# WORK TO COMPLETE
Each entry that follows should be retyped in full and exactly.

^^^^^^^^^^^^^^^^

PR #1684, opened 2023-10-31
fix: Performance improvement of Ref.contains

EliezerIsrael:
If `other` Ref is a whole book, and `self` begins anywhere after first segment, `contains` is trivially false and we can avoid expensive code.

### DIFF
--- a/sefaria/model/tests/ref_test.py
+++ b/sefaria/model/tests/ref_test.py
@@ -744,6 +744,7 @@ class Test_comparisons(object):
         assert not Ref("Exodus 6:2").contains(Ref("Exodus"))
         assert not Ref("Exodus 6:2-12").contains(Ref("Exodus"))
 
+        assert Ref("Leviticus").contains(Ref("Leviticus"))
         assert Ref("Leviticus").contains(Ref("Leviticus 1:1-27.34"))
         assert Ref("Leviticus").contains(Ref("Leviticus 1-27"))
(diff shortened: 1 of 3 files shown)


edamboritz (approved):
Amazing!!

sefaria/model/tests/ref_test.py
```diff
@@ -744,6 +744,17 @@ def test_contains(self):
         assert not Ref("Exodus 6:2").contains(Ref("Exodus"))
         assert not Ref("Exodus 6:2-12").contains(Ref("Exodus"))
 
+        assert Ref("Leviticus").contains(Ref("Leviticus 1:1-27.34"))
+        assert Ref("Leviticus").contains(Ref("Leviticus 1-27"))
+        assert Ref("Leviticus 1:1-27.34").contains(Ref("Leviticus"))
+        assert not Ref("Leviticus 1:1-27.30").contains(Ref("Leviticus"))
+        assert not Ref("Leviticus 1:2-27.30").contains(Ref("Leviticus"))
+        assert not Ref("Leviticus 2:2-27.30").contains(Ref("Leviticus"))
```
nsantacruz, line 752: @EliezerIsrael consider adding `assert Ref("Leviticus").contains(Ref("Leviticus"))`

EliezerIsrael: @nsantacruz  Added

^^^^^^^^^^^^^^^^

# EXERCISE SOLUTION
PR #1684, opened 2023-10-31
fix: Performance improvement of Ref.contains

EliezerIsrael:
If `other` Ref is a whole book, and `self` begins anywhere after first segment, `contains` is trivially false and we can avoid expensive code.

### DIFF
--- a/sefaria/model/tests/ref_test.py
+++ b/sefaria/model/tests/ref_test.py
@@ -744,6 +744,7 @@ class Test_comparisons(object):
         assert not Ref("Exodus 6:2").contains(Ref("Exodus"))
         assert not Ref("Exodus 6:2-12").contains(Ref("Exodus"))
 
+        assert Ref("Leviticus").contains(Ref("Leviticus"))
         assert Ref("Leviticus").contains(Ref("Leviticus 1:1-27.34"))
         assert Ref("Leviticus").contains(Ref("Leviticus 1-27"))
(diff shortened: 1 of 3 files shown)


edamboritz (approved):
Amazing!!

sefaria/model/tests/ref_test.py
```diff
@@ -744,6 +744,17 @@ def test_contains(self):
         assert not Ref("Exodus 6:2").contains(Ref("Exodus"))
         assert not Ref("Exodus 6:2-12").contains(Ref("Exodus"))
 
+        assert Ref("Leviticus").contains(Ref("Leviticus 1:1-27.34"))
+        assert Ref("Leviticus").contains(Ref("Leviticus 1-27"))
+        assert Ref("Leviticus 1:1-27.34").contains(Ref("Leviticus"))
+        assert not Ref("Leviticus 1:1-27.30").contains(Ref("Leviticus"))
+        assert not Ref("Leviticus 1:2-27.30").contains(Ref("Leviticus"))
+        assert not Ref("Leviticus 2:2-27.30").contains(Ref("Leviticus"))
```
nsantacruz, line 752: @EliezerIsrael consider adding `assert Ref("Leviticus").contains(Ref("Leviticus"))`

EliezerIsrael: @nsantacruz  Added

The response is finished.